Finance Minister Tonio Fenech said the government had already warned about the impact of oil and food prices during this year and for that reason had extended children's allowance to all, given the cost of living increase for 2008 in advance, increased pensions and maintained the utility surcharge at 50 per cent until June despite the increase in the price of oil.

"The impact of the food and energy crises has been witnessed all around Europe, with other countries experiencing inflation rates which are much higher than ours. Four countries have actually experienced double digit inflation (+10 per cent)," he said.

"The EU reported that the highest annual rates in July 2008 were experienced in transport (7.2 per cent), food and housing (both 6.7 per cent). Considering the fact that with regard to food and transport Malta depends almost to a full extent on prices determined elsewhere, Malta's rate has to be seen in that perspective.

"Actually, at 3.3 per cent Malta has one of the lowest 12 month moving average inflation rates, exactly at par with the EU average. Of the 12 countries that joined the European Union with Malta in 2004 or later, only Slovakia (3.1 per cent) has a lower 12-month average inflation rate," he said.

Mr Fenech said that the contraction in the eurozone has to be placed in its proper perspective.

"It came about after an unexpectedly good first quarter. While the recorded slowdown, although expected, gives rise to a certain amount of concern, there is still no room for any undue alarm. Indeed, soft data released by the ZEW institute in Germany indicate an improvement in economic sentiment in Germany in August. While this is indeed welcome, it goes to show the level of uncertainty in the economy.
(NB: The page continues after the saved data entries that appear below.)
PR #1053, opened 2019-07-10
If exec()ing the remote command fails, pause briefly

cgull:
This came up on IRC, where user concatime was asking why `mosh -p PORT NAME 'tmux attach -t irc'` didn't work.  (The correct command is `mosh -p PORT NAME -- tmux attach -t irc`).  I realized that it's hard to debug this because mosh-server prints an error message for the failed exec, but exits immediately, and normally mosh-client clears the screen on exit.

This adds a 3-second delay before exit, after `exec()` fails, so the error is visible.


Kriechi:
Thank you! I encountered the same issue soo many times! ❤️ 👍 🎉

Kriechi:
@andersk @cgull anything holding this PR back?

PR #2584, opened 2022-04-27
transform_streamlines changes dtype to float64

frheault:
Keep the same dtype when using transform_streamlines (with array_sequence)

"This uncertainty is certainly not being helped by the still substantial volatility in the financial and commodities markets," he added.
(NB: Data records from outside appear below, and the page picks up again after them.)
PR #2589, opened 2022-05-06
Switch from using nibabel InTemporaryDirectory to standard library tmpfile module

### LINKED ISSUE #2587: Thread safety concerns with reliance on `nibabel.tmpdirs.InTemporaryDirectory`
## Description

We hit an issue specifically in the [`read_bvals_bvecs`](https://github.com/dipy/dipy/blob/master/dipy/io/gradients.py#L9) implementation where dipy farms out to nibabel's [`InTemporaryDirectory`](https://github.com/nipy/nibabel/blob/a8382384ca24564719ca9bc03488226733c3f2ec/nibabel/tmpdirs.py)

Reading through the nibabel source code its doing some quite sketchy things like:

```python
self._pwd = os.getcwd()
os.chdir(self.name)
```

which seem quite unfriendly toward multithreaded applications.

dipy isn't doing anything fancy at all -- it just needs a tempfile -- so I think switching to the [standard library way](https://docs.python.org/3/library/tempfile.html#tempfile.TemporaryFile) would be a safe change to make

## Way to reproduce

- Python version: 3.7.12
- dipy version:  this impacts from at least 0.16.0 to 1.5.0

I can work on a reproduction but logically since Python threads share a single process and `os.chdir` operates at the process level, conceptually I think its obvious nibabel is making some bad assumptions

jacobdr:
Closes #2587

### DIFF
--- a/dipy/io/gradients.py
+++ b/dipy/io/gradients.py
@@ -1,9 +1,8 @@
-
 from os.path import splitext
 import re
+import tempfile
 import warnings
 import numpy as np
-from nibabel.tmpdirs import InTemporaryDirectory
 
 
 def read_bvals_bvecs(fbvals, fbvecs):
@@ -46,11 +45,10 @@ def read_bvals_bvecs(fbvals, fbvecs):
             with open(this_fname, 'r') as f:
                 content = f.read()
             # We replace coma and tab delimiter by space
-            with InTemporaryDirectory():
-                tmp_fname = "tmp_bvals_bvecs.txt"
-                with open(tmp_fname, 'w') as f:
-                    f.write(re.sub(r'(\t|,)', ' ', content))
-                vals.append(np.squeeze(np.loadtxt(tmp_fname)))
+            with tempfile.NamedTemporaryFile(suffix=".txt", mode="w") as f:
+                f.write(re.sub(r'(\t|,)', ' ', content))
+                f.flush()
+                vals.append(np.squeeze(np.loadtxt(f.name)))
         elif ext == '.npy':
             vals.append(np.squeeze(np.load(this_fname)))
         else:
--- a/.gitignore
+++ b/.gitignore
@@ -38,3 +38,4 @@ dipy/.idea/
 .vscode
 .pytest_cache/*
 tmp/
+venv
--- a/dipy/direction/peaks.py
+++ b/dipy/direction/peaks.py
@@ -1,9 +1,9 @@
+import tempfile
 
 from multiprocessing import Pool
 from itertools import repeat
 from os import path
 
-from nibabel.tmpdirs import InTemporaryDirectory
 
 import numpy as np
 import scipy.optimize as opt
@@ -234,8 +234,7 @@ def _peaks_from_model_parallel(model, data, sphere, relative_peak_threshold,
     indices = list(zip(np.arange(0, n, chunk_size),
                        np.arange(0, n, chunk_size) + chunk_size))
 
-    with InTemporaryDirectory() as tmpdir:
-
+    with tempfile.TemporaryDirectory() as tmpdir:
         data_file_name = path.join(tmpdir, 'data.npy')
         np.save(data_file_name, data)
         if mask is not None:


arokem:
Thanks for doing this. And thanks for pinging the nibabel GitHub about this as well. I am curious to see if there's some reason I don't know that they implemented it this way.

matthew-brett:
> Thanks for doing this. And thanks for pinging the nibabel GitHub about this as well. I am curious to see if there's some reason I don't know that they implemented it this way.

Well - as @effigies says in https://github.com/nipy/nibabel/issues/1102#issuecomment-1120122175 - once you've accepted the premise in the class name - that the code context involves changing to temporary directory - I don't think there's any other way to implement it.  But maybe there is - happy to hear if so.

Or you might ask - why write tests that involve changing the directory?  I guess there are various reasons - just to save some code for prefixing the path to lots of temporary files, and testing a process that creates something in the working directory, were two things I thought of.

dipy/io/gradients.py
```diff
@@ -46,11 +45,10 @@ def read_bvals_bvecs(fbvals, fbvecs):
             with open(this_fname, 'r') as f:
                 content = f.read()
             # We replace coma and tab delimiter by space
-            with InTemporaryDirectory():
-                tmp_fname = "tmp_bvals_bvecs.txt"
-                with open(tmp_fname, 'w') as f:
-                    f.write(re.sub(r'(\t|,)', ' ', content))
-                vals.append(np.squeeze(np.loadtxt(tmp_fname)))
+            with tempfile.NamedTemporaryFile(suffix=".txt", mode="w") as f:
```
jacobdr, line 48: Classic windows nit: https://docs.python.org/3/library/tempfile.html#tempfile.NamedTemporaryFile

> Whether the name can be used to open the file a second time, while the named temporary file is still open, varies across platforms (it can be so used on Unix; it cannot on Windows NT or later).

I'll swap out this implementation

dipy/io/gradients.py
```diff
@@ -1,9 +1,9 @@
-
 from os.path import splitext
 import re
+import tempfile
+from typing import final
```
skoudoro, line 4: Can you remove this import? it seems to not be used. Thanks!

jacobdr: yeesh sorry good cash that was some IDE BS

dipy/core/tests/test_gradients.py
```diff
@@ -426,7 +502,8 @@ def test_reorient_bvecs():
     # atol is set to 1 here to do the scaling verification here,
     # so that the reorient_bvecs function does not throw an error itself
     new_gt = reorient_bvecs(gt, np.array(shear_affines)[:, :3, :3], atol=1)
-    bvecs_close_to_1 = abs(vector_norm(new_gt.bvecs[~gt.b0s_mask]) - 1) <= 0.001
+    abs_normalized_vector = abs(vector_norm(new_gt.bvecs[~gt.b0s_mask]) - 1)
```
jacobdr, line 505: This was a pure style change to get the file to pass pep8

jacobdr:
@skoudoro sorry to take so long to get back to this. Just expanded the test coverage in my most recent commits and we'll see how the tests fare now. I was trying to find a way to not have to write back out to disk for performance reasons but I think that is outside the scope of this ticket... so I kept it pretty low-risk and faithful to the OG implementation

dipy/core/tests/test_gradients.py
```diff
@@ -27,6 +30,79 @@ def test_unique_bvals_deprecated():
...
+    case_4_bval, case_4_bvec = read_bvals_bvecs(
+        fbvals=str(case4_bval_numpy_filename),
+        fbvecs=str(case4_bvec_numpy_filename)
+    )
+    assert case_4_bval.shape == expected_bvals_shape
+    assert case_4_bvec.shape == expected_bvec_shape
+    np.testing.assert_allclose(case_4_bval, case_1_bval)
+    np.testing.assert_allclose(case_4_bvec, case_1_bvec)
+
+    # TODO: Expand this test, not sure what would trigger this
```
jacobdr, line 64: I was trying to write a test for this section -- https://github.com/dipy/dipy/pull/2589/files#diff-6e52b8b6894f91b9bc345dba41c51a89ee4bdd2f60d24b77cab81a1fce42fcefR77 -- but I couldn't figure out an easy way to trigger it. Probably because I suck at numpy..... Open to suggestions

jacobdr:
@matthew-brett @skoudoro can I request a re-review given the changes I made to expand the test coverage please? (also need an approval on the pending GH actions workflow for CI)

dipy/core/tests/test_gradients.py
```diff
@@ -27,6 +30,79 @@ def test_unique_bvals_deprecated():
                       np.array([0, 800, 1400, 1401, 1405]))
 
 
+def test_read_bvals_bvecs(tmp_path: pathlib.Path):
```
skoudoro, line 33: this test needs to be moved to `dipy.io.tests.test_gradients.py`.    See [here](https://github.com/dipy/dipy/blob/master/dipy/io/tests/test_io_gradients.py#L13)

You are currently in the `core` module instead of the `io` module.

I know, it can be confusing, but you are currently duplicating some tests. Sorry for that.

dipy/core/tests/test_gradients.py
skoudoro: I did not look at the details, so sorry if I am wrong.

It seems you are doing the same as [here](https://github.com/dipy/dipy/blob/master/dipy/io/tests/test_io_gradients.py#L128).

skoudoro (commented):
Hi @jacobdr,

Your tests are in the wrong file. See below for additional details.
Thank you in advance for the update.

ps: failing CIs are not related to your PR now, it should be fixed in #2595

skoudoro:
Hi @jacobdr,

This PR is almost done, it would be great if you could rebase this PR and address the last comment.
Please, keep us updated. Thank you!

dipy/core/tests/test_gradients.py
jacobdr: Yeah I just removed all my changes to this file as they are duplicated

dipy/core/tests/test_gradients.py
jacobdr: I double checked and I think every case I wrote pretty much already existed so I removed this file and replaced it with the contents from master

jacobdr:
@skoudoro recent commits:

* merged master
* reverted all changes to test_gradients in deference to `dipy/io/tests/test_io_gradients.py` as you astutely pointed out I had re-invented the wheel. the lack of change in coverage should have tipped me off.

dipy/io/gradients.py
```diff
@@ -45,12 +44,21 @@ def read_bvals_bvecs(fbvals, fbvecs):
...
+            try:
+                # We replace coma and tab delimiter by space
+                replaced_content = re.sub(r'(\t|,)', ' ', content)
+                f.write(replaced_content)
+                f.flush()
+                f.seek(0)
+                numpy_data = np.loadtxt(f)
+                vals.append(np.squeeze(numpy_data))
+            finally:
+                f.close()
```
effigies, line 61: Sorry for hopping in late, but if you can `np.loadtxt()` on a filehandle, why not just use `StringIO`?

```suggestion
            munged_content = io.StringIO(re.sub(r'(\t|,)', ' ', content))
            vals.append(np.squeeze(np.loadtxt(munged_content)))
```

skoudoro:
Thanks @jacobdr for doing this! 

Thanks @matthew-brett @effigies @arokem for the review. 

merging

Mr Fenech said his ministry is following all developments abroad and at home very closely and while he does not think that there is any room for alarm, "we must emphasise the need for continued vigilance and prudence in dealing with matters that might somehow impact negatively on our international competitiveness".

He emphasised the need for improved productivity in order to ensure the country's continued competitiveness "which would in turn contribute to safeguarding our standard of living".

Mr Fenech said the government is doing all in its power to maintain a stable macroeconomic environment that would contribute to increased investment and job opportunities.

"It is only thus that we can really mitigate any negative impacts that might result from the volatility in the world economy," he said.